Here is one DVD recommendation for you. It is a very interesting and well produced opera with great singing and acting. In very brief, the story is about a guy who is a nobody and is in love with the wealthy landowner lady, who ignores him. A charlatan comes to town selling cures and sells him some love potion which is really just cheap wine. In the end he gets the girl after many challenges including a pompous army sergeant who is planning to marry her.

I'll add that my first step was to read many opera synopses to see what ones appealed to me, then I started looking for DVDs.


----------



## science (Oct 14, 2010)

I believe....

Always WATCH an opera FIRST. Realistically speaking, on DVD, but go out and see one sometime too. It really is very interesting, even if you decide that opera isn't going to be the way you spend your dear sweet dinero. Ideally, start with a relatively "traditional" rendering (i.e. Don Giovanni looks approximately like an early modern European nobleman) but don't entirely dismiss more creative productions (i.e. Don Giovanni looks approximately like a colorblind Sith Lord). A lot of opera is visual spectacle - it was what film is today. There were 'splosions. Besides, the singers are often actually decent actors. And a lot of talent goes into the scenes, costumes, choreography, etc.... There's a lot to enjoy.
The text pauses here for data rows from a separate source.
PR #187, opened 2020-03-12
Add CSI Topology Support

dsupure:
**Summary of changes:**
* Add CSI Topology Support document.

### DIFF
--- a/docs/csi-topology.md
+++ b/docs/csi-topology.md
@@ -13,22 +13,39 @@ It also allows topology to be further specified or constrained for both pre-prov
 The following dependencies must be true before the storage topology functionality can be used:
 
 * Kubernetes already running, deployed, configured, etc
-* PSO correctly installed and using [Pure CSI Driver v6.0.0](https://github.com/purestorage/helm-charts/releases/tag/6.0.0)+.
+* PSO correctly installed and using [Pure CSI Driver v5.0.9](https://github.com/purestorage/helm-charts/releases/tag/5.0.9)+.
 * Ensure you have Kubernetes 1.13+ installed, if you are using a version less than 1.13, please make sure the `VolumeScheduling` feature gate is enabled
 
 ## Caveats
-* Please make sure your backend arrays supports all topologies defined in your system. Failing to do so will potential leak volumes. 
-PSO follows the [CSI Spec](https://github.com/container-storage-interface/spec/blob/master/spec.md) to do its best effort to provision a volume with all possible preferred topologies specified by the scheduler.
-For example, if you wants to provision a pod to be in `region-2` by assigning the topology via `nodeAffinity`, scheduler will ask PSO to provision a volume with the preferred topologies like [`region-2` , `region-1`, `region-0`]. In this case, if your arrays don't support `region-2`, PSO end up to provision the volume in the one of the remaining regions [`region-1`, `region-0`].
-The scheduler will not provision the pod because the the volume's topology does not match the pod's requirement. This is an expected behavior, but it leaks the volume and you need to manually delete the created volume.
+* Please make sure your backend arrays support all topologies defined in your system. Failing to do so will potentially leak volumes.
+  PSO follows the [CSI Spec](https://github.com/container-storage-interface/spec/blob/master/spec.md) to do its best effort to provision a volume with all possible topologies specified by the scheduler.
+For example, if you want to provision a pod to be in `region-2` by assigning the topology via `nodeAffinity`, the scheduler will ask PSO to provision a volume with the topology order like this [`region-2` , `region-1`, `region-0`]. In this case, if your arrays don't support `region-2`, PSO ends up to provision the volume in one of the remaining regions [`region-1`, `region-0`].
+The scheduler will end up failing to provision the pod because the volume's topology does not match the pod's requirement. Although this is expected behavior, it leaks the unexpected volume, and you need to delete it manually.
+
 ## How to Use The Topology-Aware Provisioning Feature in PSO
-It is straightforward to use the topology feature in PSO. PSO provides five pre-defined topology keys to help you label your backend arrays, such as FlashArray for FlashBlade, as well as pods and nodes resources in Kubernetes.
-These topology keys are:
-* `topology.purestorage.com/region`
-* `topology.purestorage.com/zone`
-* `topology.purestorage.com/rack`
-* `topology.purestorage.com/name`
-* `topology.purestorage.com/env`
+There are two parameters in the `values.yaml` to enable/disable the CSI topology :
+```yaml
+storagetopology:
+  enable: false
+  strictTopology: false
+```
+`enable` controls enable/disable the CSI topology and `storagetopology` sets  the [strict-topology feature](https://github.com/kubernetes-csi/external-provisioner/blob/master/README.md#topology-support) when users need it. 
+ They are set to `false` by default. You need to set the parameters to `true` to enable the feature.
+
+It is straightforward to use the topology feature in PSO. PSO provides users a pre-defined **pure topology key prefix** (`topology.purestorage.com/`) to label any topology segments you want.
+You can define your topology key/value pairs like these:
+
+```yaml
+topology.purestorage.com/foo : "foo"
+topology.purestorage.com/bar : "bar"
+
+```
+or more formal cloud-hierarchical ways: 
+```yaml
+topology.purestorage.com/zone : "zone-0"
+topology.purestorage.com/region : "region-0"
+```
+
 
 ### Example of Adding Topology Labels to Arrays
 To add topology labels to your backend array, please add them in the `Labels` section of you `values.yaml` file.
@@ -67,9 +84,8 @@ kubectl label node k8s-cluster-0 topology.purestorage.com/zone=zone-1
 kubectl label node k8s-cluster-0 topology.purestorage.com/region=region-1
 kubectl label node k8s-cluster-0 topology.purestorage.com/env=dev
 ``` 
-**NOTE:** Please make sure you label the cluster node topology before installing the PSO. During the PSO initialization phase, PSO will talk to Kubernetes to retrieve topology labels from nodes and generate a `CSINode` object for future reference.
-The topology information in the `CSINode` will not update at runtime, which means any node topology label update will not affect the initialized values.
-      
+**NOTE:** PSO supports dynamic topology labeling. It allows users to add/remove topology labels of cluster nodes on the fly without reloading the PSO. However, users still need to update the `values.yaml` and reload the driver if you want to change the backend array topologies.
+
 ## Delayed Volume Binding
 Without the topology-aware feature, volume binding occurs immediately once a PersistentVolumeClaim is created. For volume binding to take into account all of a pod’s other scheduling constraints, volume binding must be delayed until a Pod is being scheduled.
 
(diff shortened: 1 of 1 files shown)


docs/csi-topology.md
```diff
@@ -0,0 +1,236 @@
...
+
+The Pure Service Orchestrator Kubernetes CSI driver includes support for topology. This feature allows Kubernetes to make intelligent decisions when dynamically provisioning volumes by getting scheduler input on the best place to provision a volume for a pod.
+For example, in multi-zone clusters, volumes will get provisioned in an appropriate zone that can run your pod, allowing you to quickly deploy and scale your stateful workloads to provide high availability and better fault tolerance.
+
+It also allows topology to be further specified or constrained for both pre-provisioned and dynamic provisioned PersistentVolumes (PV)  so that the Kubernetes scheduler can correctly place a Pod using such a volume to an appropriate node.
+  
+
+## Dependencies
+
+The following dependencies must be true before the snapshot and clone functionality can be used:
```
caryli-ps: [Question]
Do we need this line with "snapshot and clone functionality" here?

docs/csi-topology.md
```diff
@@ -0,0 +1,236 @@
...
+
+* Kubernetes already running, deployed, configured, etc
+* PSO correctly installed and using [Pure CSI Driver v6.0.0](https://github.com/purestorage/helm-charts/releases/tag/6.0.0)+.
+* Ensure you have Kubernetes 1.13+ installed, if you are using a version less than 1.13, please make sure the `VolumeScheduling` feature gate is enabled
+
+## Caveats
+* Please make sure your backend arrays supports all topologies defined in you system. Failing to do so will potential leak volumes, since
```
caryli-ps: [minor]
spelling - "in your system"

docs/csi-topology.md
```diff
@@ -0,0 +1,236 @@
...
+* `topology.purestorage.com/region`
+* `topology.purestorage.com/zone`
+* `topology.purestorage.com/rack`
+* `topology.purestorage.com/name`
+* `topology.purestorage.com/env`
+
+### Example of Adding Topology Labels to Arrays
+To add topology labels to your backend array, please add them in the `Labels` section of you `values.yaml` file.
+
+```yaml
```
caryli-ps: [Question]
YAML or JSON?

I think we want to attach the `values.yaml` section of this.

docs/csi-topology.md
```diff
@@ -0,0 +1,236 @@
...
+``` 
+
+### Example of Labeling Topology to Cluster Nodes
+
+```bash
+kubectl label node k8s-cluster-0 topology.purestorage.com/zone=zone-1
+kubectl label node k8s-cluster-0 topology.purestorage.com/region=region-1
+kubectl label node k8s-cluster-0 topology.purestorage.com/env=dev
+``` 
+**NOTE:** Please make sure you label the cluster node topology before installing the PSO. During the PSO initialization phase, PSO will talk to Kubernetes to retrieve topology labels from nodes and generate a `CSINode` object for future reference.
```
caryli-ps: [Major]
This seems like a major drawback. 

Let's say if customer really updated cluster node topology, is there anything they can do to restart PSO to refresh topology labels? Maybe by resizing replica count to 0, then resize back to 3?

sdodsley: I tend to agree with this comment. What happens when a new node is added to the cluster. The daemonset may well install PSO before the node topology can be set by the cluster admin as well.
We need a way to tell CSI to rescan the topology requirements. 
With new arrays added it was just a case of running an upgrade script we provided. Could this not do the same for node topology checking?

docs/csi-topology.md
```diff
@@ -0,0 +1,236 @@
+# Using CSI Topology-Aware Volume Provisioning with Kubernetes
+
+## Introduction
+
+The Pure Service Orchestrator Kubernetes CSI driver includes support for topology. This feature allows Kubernetes to make intelligent decisions when dynamically provisioning volumes by getting scheduler input on the best place to provision a volume for a pod.
```
sdodsley: storage topology

docs/csi-topology.md
```diff
@@ -0,0 +1,236 @@
...
+For example, in multi-zone clusters, volumes will get provisioned in an appropriate zone that can run your pod, allowing you to quickly deploy and scale your stateful workloads to provide high availability and better fault tolerance.
+
+It also allows topology to be further specified or constrained for both pre-provisioned and dynamic provisioned PersistentVolumes (PV)  so that the Kubernetes scheduler can correctly place a Pod using such a volume to an appropriate node.
```
sdodsley: 1. dynamically, not dynamic
2. remove extra whitespace after `(PV)`

docs/csi-topology.md
sdodsley: Shouldn't this read `storage topology functionality`?

docs/csi-topology.md
sdodsley: May want to clarify this whole sentence, especially the reference to leak volumes

docs/csi-topology.md
```diff
@@ -0,0 +1,236 @@
...
+* PSO correctly installed and using [Pure CSI Driver v6.0.0](https://github.com/purestorage/helm-charts/releases/tag/6.0.0)+.
+* Ensure you have Kubernetes 1.13+ installed, if you are using a version less than 1.13, please make sure the `VolumeScheduling` feature gate is enabled
+
+## Caveats
+* Please make sure your backend arrays supports all topologies defined in you system. Failing to do so will potential leak volumes, since 
+PSO follows the [CSI Spec](https://github.com/container-storage-interface/spec/blob/master/spec.md) to do its best effort to provision a volume for you using the remaining preferred topologies specified by the scheduler.
+
+## How to Use The Topology-Aware Provisioning Feature in PSO
+It is straightforward to use the topology feature in PSO. PSO provides five pre-defined topology keys to help you label your backend arrays, such as FlashArray for FlashBlade, as well as pods and nodes resources in Kubernetes.
+These topology keys are:
```
sdodsley: Are we limited to these five? What happens is the customer wants more granular control and needs to create more arbitrary keys? In the Flex version of this, we could link to any key.

docs/csi-topology.md
sdodsley: Given this is a README type document, the example should be should exactly as the `values.yaml` file would be seen. We don't have all these parentheses in that file...

docs/csi-topology.md
```diff
@@ -0,0 +1,236 @@
...
+The topology information in the `CSINode` will not update at runtime, which means any node topology label update will not affect the initialized values.
+      
+## Delayed Volume Binding
+Without the topology-aware feature, volume binding occurs immediately once a PersistentVolumeClaim is created. For volume binding to take into account all of a pod’s other scheduling constraints, volume binding must be delayed until a Pod is being scheduled.
+
+A new StorageClass field `volumeBindingMode` is introduced to control the volume binding behavior.
+You can specify two values:
+
+* `Immediate`: This the default binding method. External-provisioner will pass in all available topologies in the cluster for the driver.
+* `WaitForFirstConsumer`: external-provisioner will wait for the scheduler to pick a node. The topology of that selected node will then be set as the first entry in  CreateVolumeRequest.accessibility_requirements.preferred . All remaining topologies are still included in the requisite and preferred fields to support storage systems that span across multiple topologies.
```
sdodsley: check format of CreateVolumeRequest.accessibility_requirements.preferred. Should be `CreateVolumeRequest.accessibility_requirements.preferred`

docs/csi-topology.md
```diff
@@ -0,0 +1,236 @@
...
+
+### Example of StorageClass with Delayed Volume Binding 
+```yaml
+kind: StorageClass
+apiVersion: storage.k8s.io/v1
+metadata:
+  name: pure-block-delay-binding
+  labels:
+    kubernetes.io/cluster-service: "true"
+    generator: helm
```
sdodsley: This should not be required

docs/csi-topology.md
dsupure: Yeah, my bad. It should be `storage topology functionality`

docs/csi-topology.md
dsupure: I don't have the reference, but I add an example to explain the leak volumes. Do we want to call it `leak volumes` or we have a better term to describe this scenario.

docs/csi-topology.md
dsupure: hmm.. yeah this is JSON format. Let me switch to yaml.

docs/csi-topology.md
dsupure: The topology information is stored in the `CSINode` object, which is generated from the `NodeGetInfo` CSI API. When a new node is added in the system, kubelet will call `NodeGetInfo` to get the topology information. The cloud vendors have their "NodeMetaService". When the `NodeGetInfo` API is called, it will query the "NodeMetaService" to get the topology information of that node so they can scale up/down to force CSI to rescan topology.   

Since we don't have "NodeMetaService" in our system, I come up with this labeling solution, but this is a major drawback because the daemonset may install PSO before the node topology can be set as Simon said. 

I am thinking of another workaround and it should work:
When calling `NodeGetInfo`, we return the `nodeID` instead of topologies in the `AccessibleTopology` field. The CSI passes `AccessibleTopology` field to our driver when provisioning a volume, we can use the nodeID to talk to the API server to get its topology information during each volume provision call. That we can always get the latest topology of nodes.

docs/csi-topology.md
dsupure: Fixed.

docs/csi-topology.md
dsupure: What flex provides is the label selector, not a topology. A topology consists of multiple segments such as region, zone, rack, that organize the segments in a hierarchical way. I checked most of the CSI topology implementations use the pre-defined keys instead of using the label selector. We can add the label selector if we need the needs from customers, however it against the origin SCI topology design concept.

docs/csi-topology.md
sdodsley: when I know what you mean by a `leak volume` I can better determine if we need a different name

docs/csi-topology.md
sdodsley: You could say that any selector is a topological view. Just because the CSI team didn't come up with it doesn't mean its not valid.
Can each topology be a list, or is it limited to a single item?
Could `topology.purestorage.com/env` be 'uat, dev, preprod`??

dsupure: Right now it is limited to a single item.
I think we can add a new key like this `topology.purestorage.com/label_selector` to support a list.
```bash
topology.purestorage.com/label_selector=uat,dev,preprod
```

sdodsley: OK - let's try that and check it works. An example of the PSO config side and the host kubectl command would be helpful as well (assuming it all works)

docs/csi-topology.md
dsupure: code change for the workaround is done. testing it now.

docs/csi-topology.md
dsupure: Forget about `topology.purestorage.com/label_selector=uat,dev,preprod`.

I rewrote the codes and we can label any key/value for the topology now. We don't need any pre-defined key anymore. The only requirement is the key need to have the prefix `topology.purestorage.com/`

You can assign the topology labels like 
```
topology.purestorage.com/foo=foo-0
topology.purestorage.com/boo=boo-0
```

docs/csi-topology.md
dsupure: I called this feature "dynamic labeling" I have an end-to-end functional test and it is working fine. I'll add a section to describe this feature.

docs/csi-topology.md
dsupure: The feature is done. We can label any key/value pair as long as you have `topology.purestorage.com/` prefix in the key.

sdodsley:
Need to add something about the fact you can use any key and they can be a list...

Second, if you liked it at all, listen to it. Once you know the plot, you can enjoy the music more attentively without the visual distraction. In this case, you can skip the "boring parts" (recitatives).

So that's how to watch it.

Which to watch?

I don't believe in just doing whatever I want. I'm not here to have a good time; I'm here to educate myself. I find I have more fun that way, and life is a paradox.

So, first of all, if you have an opportunity to see something live, start there. But if you're doomed to starting in your own living room, or whenever you get around to that after all those drunken nights out at the show, I believe in starting out with Mozart's _Don Giovanni_, then _The Marriage of Figaro_. That's opera's opera. Move on to Verdi, Wagner, Puccini... and don't neglect the Renaissance, Baroque, or Modern periods! (Sure, don't actually neglect the Classical and Romantic periods, either, but nobody neglects those.)

Next, you choose recordings. For _Don Giovanni_, start on DVD with EITHER James Levine and the Met with Bryn Terfel playing the Don OR Lorin Maazel and the Paris Opera with Ruggero Raimondi. (Something I've never gotten around to is the Furtwangler DVD, so I can't say to start there, but you want to know about it in case your arounds get more quickly than mine.) Then the Giulini recording on CD; later, for something more HIPPI ("historically informed performance - period instruments") maybe René Jacobs.

These aren't particularly "insightful" recommendations, and that's the point! If you get going, you get six or seven operas under your culturally loosened belt, you might have a sense that you'd like to try zarzuela or that you don't want to watch operas anymore or that you want to see/hear everything that Prokofiev ever shook out, or whatever and stuff.

I haven't slept in 24 hours, so I'm probably right. But yeah well that's just like my opinion man.


----------



## rspader (May 14, 2014)

Public libraries often have some opera DVDs in their collections, especially in larger cities. Also, there are a number of opera DVDs available through Netflix if you have the DVD subscription service.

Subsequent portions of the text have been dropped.